Thanks Booby. Since I am just starting out I see no reason not to try that out.


----------



## LAM (Jun 4, 2013)

skel1977 said:


> New to lifting weights.  I was under the impression that high reps is for muscle endurance and low reps is for strength/size. Everything I have read up until now has basically been the same. So i am becoming confused.



the most effective way is to utilize a variety of intensity (the load as a % of the 1RM), rep schemes/ranges (4-8, 8-12, 15-25, etc.) and tempos or time under tension (TUT) for all the major muscle groups.


----------



## skel1977 (Jun 5, 2013)

LAM said:


> the most effective way is to utilize a variety of intensity (the load as a % of the 1RM), rep schemes/ranges (4-8, 8-12, 15-25, etc.) and tempos or time under tension (TUT) for all the major muscle groups.

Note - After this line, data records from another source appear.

PR #4400, opened 2025-06-23
Shared heap enhancements for Interpreter and AOT

### LINKED ISSUE #4042: [RFC] Shared heap enhancements
# Feature: Shared heap enhancements

Propose two enhancements:
1. Shared heap created from preallocated memory buffer: The user can create a shared heap from a pre-allocated buffer and see that memory region as one large chunk; there's no need to dynamically manage it(malloc/free). The user needs to make sure the native address and size of that memory region are valid.
2. Introduce shared heap chain: The user can create a shared heap chain, from the wasm app point of view, it's still a continuous memory region in wasm app's point of view while in the native it can consist of multiple shared heaps (each of which is a continuous memory region). For example, one 500MB shared heap 1 and one 500 MB shared heap 2 form a chain, in Wasm's point of view, it's one 1GB shared heap.

## Benefit

After these enhancements, the data sharing between wasm apps, and between hosts can be more efficient and flexible. Admittedly shared heap management can be more complex for users, but it's similar to the zero-overhead principle. No overhead will be imposed for the users who don't use the shared heap enhancement or don't use the shared heap at all. 

## High level design

- New option for `SharedHeapInitArgs` to init a shared heap from the preallocated buffer

- One new export API to create a shared heap chain:

  ```C
  WASMSharedHeap *
  wasm_runtime_chain_shared_heaps(WASMSharedHeap *head, WASMSharedHeap 
  *body)
  ```

- The behavior of existing shared heap APIs: `wasm_runtime_attach_shared_heap` and `wasm_runtime_detach_shared_heap` will attach/detach the shared heap chain instead of the single shared heap. 

## Some implementation choices

1. In a shared heap chain, only one of the shared heap can be malloc/free. The rest of them have to be pre-allocated shared heap for management simplicity.

2. To create a shared heap chain, the related shared heaps can't be attached to any wasm apps. 

3. No other export API added, how the pre-allocated shared heap's address passes between wasms and host depends on runtime management, for example, using native API.

## Alternatives

The alternative can be instantiation linking + multi-memory to achieve a similar functionality. Further comparison can be arranged when the WAMR instantiation linking is ready and multi-memory is well supported in the upstream toolchain. My current estimation is that the performance won't be too much gap between the alternative and this enhancement, but the management can be potentially easier.

TianlongLiang:
For interpreter and AOT mode:

- Added a new type of shared heap, which can be initialized from a preallocated buffer.
- Introduced shared heap chain, allowing multiple shared heaps to be chained together; and added new export APIs to create/disconnect a shared heap chain.
- Updated related document and sample code, added more unit test cases.


core/iwasm/common/wasm_memory.c
```diff
@@ -233,6 +248,212 @@ wasm_runtime_create_shared_heap(SharedHeapInitArgs *init_args)
...
+    heap_handle_exist = head->heap_handle != NULL;
+
+    os_mutex_lock(&shared_heap_list_lock);
+    if (head->attached_count != 0 || body->attached_count != 0) {
+        LOG_WARNING("To create shared heap chain, all shared heap need to be "
+                    "detached first.");
+        os_mutex_unlock(&shared_heap_list_lock);
+        return NULL;
+    }
+    for (cur = shared_heap_list; cur; cur = cur->next) {
```
TianlongLiang, line 270: If the head is already the head of another chain, and create a new chain with this API, the older pointer `WASMSharedHeap * old_chain` will point to this new chain, better disallow this to avoid unwanted behavior

core/iwasm/common/wasm_memory.c
```diff
@@ -177,39 +177,54 @@ wasm_runtime_create_shared_heap(SharedHeapInitArgs *init_args)
         goto fail1;
     }
 
-    if (!(heap->heap_handle =
-              runtime_malloc(mem_allocator_get_heap_struct_size()))) {
-        goto fail2;
-    }
-
     size = align_uint(size, os_getpagesize());
```
TianlongLiang, line 180: move L186 check before use size

core/iwasm/common/wasm_memory.c
```diff
@@ -324,26 +523,38 @@ wasm_runtime_detach_shared_heap_internal(WASMModuleInstanceCommon *module_inst)
...
             (WASMModuleInstanceExtra *)((WASMModuleInstance *)module_inst)->e;
+        if (e->shared_heap != NULL) {
+            os_mutex_lock(&shared_heap_list_lock);
+            e->shared_heap->attached_count--;
+            os_mutex_unlock(&shared_heap_list_lock);
+        }
         e->shared_heap = NULL;
-#if WASM_ENABLE_JIT != 0
 #if UINTPTR_MAX == UINT64_MAX
         e->shared_heap_start_off.u64 = UINT64_MAX;
```
TianlongLiang, line 544: Add comments: to check a corner case:

app_offset >= shared_heap_start && app_offset <= shared_heap_end - bytes + 1 when bytes=1 and both e->shared_heap_start_off and e->shared_heap_end_off is 0xffffffff

core/iwasm/common/wasm_memory.c
```diff
@@ -385,71 +596,96 @@ wasm_runtime_get_shared_heap(WASMModuleInstanceCommon *module_inst_comm)
...
 
-    if (!is_memory64) {
-        if (app_offset >= heap->start_off_mem32
-            && app_offset <= UINT32_MAX - bytes + 1) {
-            return true;
-        }
+    shared_heap_start =
+        (uint64)get_last_used_shared_heap_start_offset(module_inst);
+    shared_heap_end = (uint64)get_last_used_shared_heap_end_offset(module_inst);
+    if (app_offset >= shared_heap_start
```
TianlongLiang: move 619 underflow check here, check it first

core/iwasm/common/wasm_memory.c
```diff
@@ -385,71 +596,96 @@ wasm_runtime_get_shared_heap(WASMModuleInstanceCommon *module_inst_comm)
...
-        if (app_offset >= heap->start_off_mem64
-            && app_offset <= UINT64_MAX - bytes + 1) {
+
+    /* Early stop for app start address not in the shared heap(chain) at all */
+    shared_heap_start =
+        is_memory64 ? heap->start_off_mem64 : heap->start_off_mem32;
+    shared_heap_end = is_memory64 ? UINT64_MAX : UINT32_MAX;
+    if (app_offset < shared_heap_start
+        || app_offset > shared_heap_end - bytes + 1
+        || bytes - 1 > shared_heap_end) {
```
TianlongLiang: same as above

core/iwasm/common/wasm_memory.c
```diff
@@ -385,71 +596,96 @@ wasm_runtime_get_shared_heap(WASMModuleInstanceCommon *module_inst_comm)
...
+        goto fail;
+    }
+
+    /* Find the exact shared heap that app addr is in, and update last used
+     * shared heap info in module inst extra */
+    for (cur = heap; cur; cur = cur->chain_next) {
+        shared_heap_start =
+            is_memory64 ? cur->start_off_mem64 : cur->start_off_mem32;
+        shared_heap_end = shared_heap_start - 1 + cur->size;
+        if (app_offset >= shared_heap_start
```
TianlongLiang: same as above

core/iwasm/common/wasm_memory.c
```diff
@@ -814,12 +1070,12 @@ wasm_runtime_validate_app_str_addr(WASMModuleInstanceCommon *module_inst_comm,
...
-              + (memory_inst->is_memory64
-                     ? (app_str_offset - shared_heap->start_off_mem64)
-                     : (app_str_offset - shared_heap->start_off_mem32));
-        str_end = (char *)shared_heap->base_addr + shared_heap->size;
+        shared_heap_end_off =
+            get_last_used_shared_heap_end_offset(module_inst_comm);
+        shared_heap_base_addr_adj =
+            (char *)get_last_used_shared_heap_base_addr_adj(module_inst_comm);
+        str = shared_heap_base_addr_adj + app_str_offset;
+        str_end = shared_heap_base_addr_adj + shared_heap_end_off;
```
TianlongLiang: should be `shared_heap_end_off+1`

core/iwasm/common/wasm_memory.c
```diff
@@ -974,29 +1222,17 @@ wasm_runtime_addr_native_to_app(WASMModuleInstanceCommon *module_inst_comm,
 
     bounds_checks = is_bounds_checks_enabled(module_inst_comm);
```
TianlongLiang, line 1232: this logic should moved to cmake config, to double check

core/iwasm/common/wasm_memory.c
```diff
@@ -1113,36 +1349,16 @@ wasm_check_app_addr_and_convert(WASMModuleInstance *module_inst, bool is_str,
...
+            (WASMModuleInstanceCommon *)module_inst);
+        shared_heap_end_off = get_last_used_shared_heap_end_offset(
+            (WASMModuleInstanceCommon *)module_inst);
+        native_addr = shared_heap_base_addr_adj + (uintptr_t)app_buf_addr;
 
-        /* The whole string must be in the linear memory */
+        /* The whole string must be in the shared heap */
         str = (const char *)native_addr;
-        str_end = (const char *)shared_heap->base_addr + shared_heap->size;
+        str_end = (const char *)shared_heap_base_addr_adj + shared_heap_end_off;
```
TianlongLiang: should be shared_heap_end_off + 1

TianlongLiang (commented):
Review checkpoint 1/2

samples/shared-heap/src/shared_heap_chain.c
```diff
@@ -0,0 +1,321 @@
...
+    uint8 *buf;
+
+    wasm_runtime_call_wasm(exec_env, func, 2, argv);
+
+    if (wasm_runtime_get_exception(module_inst)) {
+        printf("Failed to call function: %s\n",
+               wasm_runtime_get_exception(module_inst));
+        return false;
+    }
+    if (free_on_fail && argv[0] == 0) {
```
lum1n0us:
```suggestion
    if (argv[0] == 0) {
```

samples/shared-heap/src/shared_heap_chain.c
```diff
@@ -0,0 +1,321 @@
...
+    }
+
+    /* allocate memory by calling my_shared_heap_malloc function and send it
+       to wasm app2 */
+    for (i = 0; i < 8; i++) {
+        argv[0] = 1024 * (i + 1);
+        argv[1] = i + 1;
+        if (!produce_data(module_inst, exec_env, queue,
+                          my_shared_heap_malloc_func, argv, 1024 * (i + 1),
+                          true)) {
```
lum1n0us, line 79: Maybe we should write something into the msg payload here to allow L135 to output and even examine it.

samples/shared-heap/wasm-apps/test2.c
```diff
@@ -16,3 +15,14 @@ print_buf(char *buf)
     printf("wasm app2's wasm func received buf: %s\n\n", buf);
     shared_heap_free(buf);
 }
+
+void
+consume_str(char *buf)
```
lum1n0us, line 20: Just a minor opinion: it's better if there is an expected character as input so `consume_str()` can examine it by itself.

tests/unit/shared-heap/shared_heap_test.cc
```diff
@@ -26,50 +28,50 @@ struct ret_env {
...
+load_wasm(char *wasm_file_tested, unsigned int app_heap_size,
+          ret_env &ret_module_env)
 {
-    std::string wasm_mem_page = wasm_file_tested;
-    const char *wasm_file = strdup(wasm_mem_page.c_str());
-    wasm_module_inst_t wasm_module_inst = nullptr;
-    wasm_module_t wasm_module = nullptr;
-    wasm_exec_env_t exec_env = nullptr;
-    unsigned char *wasm_file_buf = nullptr;
+    const char *wasm_file = strdup(wasm_file_tested);
```
lum1n0us: need to free `wasm_file` somewhere

tests/unit/shared-heap/shared_heap_test.cc
```diff
@@ -92,149 +94,956 @@ destroy_module_env(struct ret_env module_env)
...
+
+static void
+create_test_shared_heap(uint8 *preallocated_buf, size_t size,
+                        WASMSharedHeap **shared_heap_res)
+{
+    SharedHeapInitArgs args = { 0 };
+    WASMSharedHeap *shared_heap = nullptr;
+    args.pre_allocated_addr = preallocated_buf;
+    args.size = size;
+    shared_heap = wasm_runtime_create_shared_heap(&args);
```
lum1n0us, line 228: Who is going to release this `shared_heap` at the end of every case(if the case `create_test_shared_heap()`?

tests/unit/shared-heap/shared_heap_test.cc
```diff
@@ -26,50 +28,50 @@ struct ret_env {
     char error_buf[128];
 };
 
-struct ret_env
-load_wasm(char *wasm_file_tested, unsigned int app_heap_size)
+static void
+destroy_module_env(struct ret_env module_env);
+
```
lum1n0us, line 33: Might want to use setup() and teardown() to simplify and unify test procedures.

tests/unit/shared-heap/shared_heap_test.cc
```diff
@@ -92,149 +94,956 @@ destroy_module_env(struct ret_env module_env)
...
+    SharedHeapInitArgs args = { 0 };
+    WASMSharedHeap *shared_heap = nullptr;
+    uint32 argv[1] = { 0 }, BUF_SIZE = os_getpagesize();
+    uint8 preallocated_buf[BUF_SIZE];
+
+    /* create a preallocated shared heap */
+    args.pre_allocated_addr = preallocated_buf;
+    args.size = BUF_SIZE;
+    shared_heap = wasm_runtime_create_shared_heap(&args);
+    if (!shared_heap) {
```
lum1n0us, line 200: Who is going to release this shared_heap at the end of every case(if the case create_test_shared_heap()?

tests/unit/shared-heap/shared_heap_test.cc
```diff
@@ -92,149 +94,956 @@ destroy_module_env(struct ret_env module_env)
...
+    memset(&args, 0, sizeof(args));
+    args.pre_allocated_addr = preallocated_buf2;
+    args.size = size2;
+    shared_heap2 = wasm_runtime_create_shared_heap(&args);
+    if (!shared_heap2) {
+        FAIL() << "Create preallocated shared heap failed.\n";
+    }
+
+    *shared_heap_chain =
+        wasm_runtime_chain_shared_heaps(shared_heap, shared_heap2);
```
lum1n0us, line 262: Who is going to unchain and release this shared_heap_chain at the end of every case(if the case `create_test_shared_heap_chain()`)?

tests/unit/shared-heap/wasm-apps/test_addr_conv.c
```diff
@@ -3,7 +3,7 @@
  * SPDX-License-Identifier: Apache-2.0 WITH LLVM-exception
  */
 
-#include <stdio.h>
+#define NULL 0
```
lum1n0us: this is wired

core/iwasm/common/wasm_runtime_common.c
```diff
@@ -7883,3 +7883,40 @@ wasm_runtime_is_underlying_binary_freeable(WASMModuleCommon *const module)
...
+        bytes = 1;
+    }
+
+    /* Find the exact shared heap that app addr is in, and update last used
+     * shared heap info in func context */
+    for (cur = heap; cur; cur = cur->chain_next) {
+        shared_heap_start =
+            is_memory64 ? cur->start_off_mem64 : cur->start_off_mem32;
+        shared_heap_end = shared_heap_start - 1 + cur->size;
+        if (app_offset >= shared_heap_start
```
TianlongLiang: check underflow first

core/iwasm/compilation/aot_emit_memory.c
```diff
@@ -111,17 +145,428 @@ ffs(int n)
...
+            aot_set_last_error("llvm build load failed");             \
+            goto fail;                                                \
+        }                                                             \
+    } while (0)
+
+/* Update last used shared heap info(alloc ptr) in function ctx:
+ * 1. shared_heap_start_off 2. shared_heap_end_off 3. shared_heap_base_addr_adj
+ */
+bool
+aot_check_shared_heap_chain(AOTCompContext *comp_ctx, AOTFuncContext *func_ctx,
```
TianlongLiang: rename to update

core/iwasm/common/wasm_runtime_common.c
```diff
@@ -7883,3 +7883,40 @@ wasm_runtime_is_underlying_binary_freeable(WASMModuleCommon *const module)
 
     return true;
 }
+
+#if WASM_ENABLE_SHARED_HEAP != 0
+bool
+wasm_runtime_update_last_used_shared_heap(WASMModuleInstanceCommon *module_inst,
```
TianlongLiang: Rename it to check_and_update

core/iwasm/compilation/aot_llvm.c
```diff
@@ -1517,73 +1517,153 @@ create_memory_info(const AOTCompContext *comp_ctx, AOTFuncContext *func_ctx,
...
+            goto fail;                                                         \
+        }                                                                      \
+        if (!LLVMBuildStore(comp_ctx->builder, load_val, func_ctx->field)) {   \
+            aot_set_last_error("llvm build store failed");                     \
+            goto fail;                                                         \
+        }                                                                      \
+    } while (0)
+
 static bool
 create_shared_heap_info(AOTCompContext *comp_ctx, AOTFuncContext *func_ctx)
```
TianlongLiang, line 1565: In the future, maybe should update func ctx shared heap alloca value back to module instance extra when the function end

core/iwasm/compilation/aot_llvm.c
```diff
@@ -1517,73 +1517,153 @@ create_memory_info(const AOTCompContext *comp_ctx, AOTFuncContext *func_ctx,
...
+              comp_ctx->pointer_size == sizeof(uint64) ? I64_NEG_ONE
+                                                       : I32_NEG_ONE,
+              "head_start_off_minus_one"))) {
+        aot_set_last_error("llvm build load failed");
+        goto fail;
     }
 
+    /* if there is attached shared heap(s), the value will be valid start_off-1,
+     * otherwise it will be UINT32_MAX/UINT64_MAX, so during the bounds checks,
+     * when has attached shared heap: offset > start_off - 1 => offset >= offset
```
TianlongLiang: should be offset >= start_off

TianlongLiang (commented):
Review 2/2

tests/unit/shared-heap/shared_heap_test.cc
TianlongLiang: runtime will destory the shared heap list and free the resources

tests/unit/shared-heap/shared_heap_test.cc
TianlongLiang: runtime will destroy the shared heap list and free the resources

tests/unit/shared-heap/shared_heap_test.cc
TianlongLiang: no need to unchain, runtime will destroy the shared heap list and free the resources

lum1n0us (approved):

xujuntwt95329 (approved):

This morning was actually my first real day in the gym. I have been going for a week but was kind of intimidated to get into the weight room with all the gorillas walking around. I decided to go early at 5AM and i basically had the place to myself.
I was actually scared to get on the bench because i had no spotter but i wound up doing just fine.  Im trying to mix up what I do. Warm up first set, increase weight, increase weight again, lower the weight and rep till failure. I do my best to go slow after each rep leaving my muscle under tension.  I dont know if this is the best strategy but i could barely buckle my seatbelt by the time i was done in the gym

Ill probably switch up my tempo and weight and routine every month or so. My main problem this morning was lack of energy.  Coffee just isnt enough for me this early in the morning and i felt myself become extremely tired after only 3 sets. I have some white flood coming in soon so hopefully that helps me out a bit


----------



## heavylifting1 (Jun 5, 2013)

Great information on pumps!



Kenny Croxdale said:


> *"The Pump"*
> 
> "The Pump" actually creates an anabolic environment in which muscle growth takes place.
> 
> ...


----------



## futureMrO (Jun 5, 2013)

chest/arms 2x a week and every thing else 1x i star my workout heavy and compound and then move to light concentration type lifts.


----------



## Dr.G (Jun 5, 2013)

yesterday i had back rear deltoids  and biceps with an emphasis on back ( 12 sets back 6 sets rear deltoids  and 8 sets biceps) so with my back workout  and especially the pull downs and machine rows i did the following. I started each set with light weight for about an easy 8 reps get the blood pumping in the muscle then directly hit it with heavy weight 4-5 reps and continue with medium weights about 6 reps (till failure) so the set was about 18-20 reps but the first 8 were just to get the blood pumping.
I can tell you that today i feel good


----------



## LAM (Jun 5, 2013)

skel1977 said:


> This morning was actually my first real day in the gym. I have been going for a week but was kind of intimidated to get into the weight room with all the gorillas walking around. I decided to go early at 5AM and i basically had the place to myself.
> I was actually scared to get on the bench because i had no spotter but i wound up doing just fine.  Im trying to mix up what I do. Warm up first set, increase weight, increase weight again, lower the weight and rep till failure. I do my best to go slow after each rep leaving my muscle under tension.  I dont know if this is the best strategy but i could barely buckle my seatbelt by the time i was done in the gym
> 
> Ill probably switch up my tempo and weight and routine every month or so. My main problem this morning was lack of energy.  Coffee just isnt enough for me this early in the morning and i felt myself become extremely tired after only 3 sets. I have some white flood coming in soon so hopefully that helps me out a bit



when you wake up the body is in a hyperglycemic state (low blood sugar) this is not an optimum environment for high intensity exercise.  you need to eat something or drink some type of shake that has a variety of complex carbs and simple sugars like maltodextrin or dextrose.  believe it or not shakes mixed with a little bit of oats in them do not taste that bad as long as they are cold.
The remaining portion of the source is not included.